L'article 2 est consacré à l'élargissement très opportun du compte personnel de formation, au nom des nouvelles mobilités. Les statistiques de la direction de l'animation de la recherche, des études et des statistiques (Dares) indiquent que plus de la moitié des personnes ayant mobilisé leur CPF ont vu leur situation professionnelle s'améliorer, le CPF facilitant leur retour à l'emploi. Le compte personnel de formation constitue le premier levier de formation au permis de conduire. Encore faut-il pouvoir le mobiliser, ce qui n'est pas le cas pour trop de jeunes non actifs. Si l'utilisation du CPF peut être élargie, la question de la place du permis à 1 euro par jour, dont le montant est intégralement à la charge du candidat, se posera avec encore plus d'acuité.
J'en viens à l'article 3 et à l'objectif de réduction du délai de passage du permis. Lorsque je pense à la situation de mon département de la Loire, je me félicite de la suppression du délai médian actuel de 45 jours entre deux présentations d'un même candidat à l'épreuve pratique. Par ailleurs, nous saluons le recrutement complémentaire d'examinateurs.

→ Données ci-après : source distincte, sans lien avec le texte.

PR #266, opened 2019-08-09
Re-order OPTIONS_GHC and OPTIONS_HADDOCK pragmas

### LINKED ISSUE #214: GHC and Haddock options should group together with language pragmas on top
`OPTIONS_GHC` and `OPTIONS_HADDOCK` things should group together with language pragmas on top of files.

utdemir:
Closes #214 .

This PR is based on the changes on #265 , so we should merge it first.

This change adds an ad-hoc parser for `OPTIONS_*` pragmas. I did not want to use an existing tokenizer, because I felt like tokenizing and pretty printing the GHC options are more prone to error without providing much benefit. Even if we choose to format the contents, I think we should find another parser (probably still from `ghc` library), since the `tokenizer` we have loses some information(`-O2` and `- O 2` returns exactly the same tokens).

So, the new behaviour is that, we parse the contents of the `LANGUAGE` pragmas and create an extension per line, however we don't do anything to `OPTIONS_GHC` and `OPTIONS_HADDOCK` pragmas other than re-ordering.


mrkkrp:
I rebased on current master. I'll get to reviewing it a bit later.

D'autres leviers pourraient être renforcés pour réduire le taux d'échec à l'examen. Je pense aux formules qui permettent, dès 15 ou 18 ans, une plus grande expérience de conduite au moyen d'un apprentissage renforcé. Le taux de réussite de ceux qui les ont adoptées est bien au-dessus de la moyenne nationale – de l'ordre de 75 % pour la conduite accompagnée, alors qu'elle ne concerne que 20 % des jeunes. Quasi unique en Europe, elle bénéficie de peu d'aides : il conviendrait donc d'y remédier. Il en est de même de la conduite supervisée, qui s'adresse aux élèves dont les familles n'ont pas de voiture.
Enfin, le groupe Démocrate a déposé un amendement traduisant son souhait de renforcer, à l'épreuve théorique du permis, le thème de la conduite sous l'emprise d'alcool ou de stupéfiants. L'augmentation très inquiétante de ce type de comportements à risque nous paraît le justifier.
Notre groupe votera cette proposition de loi.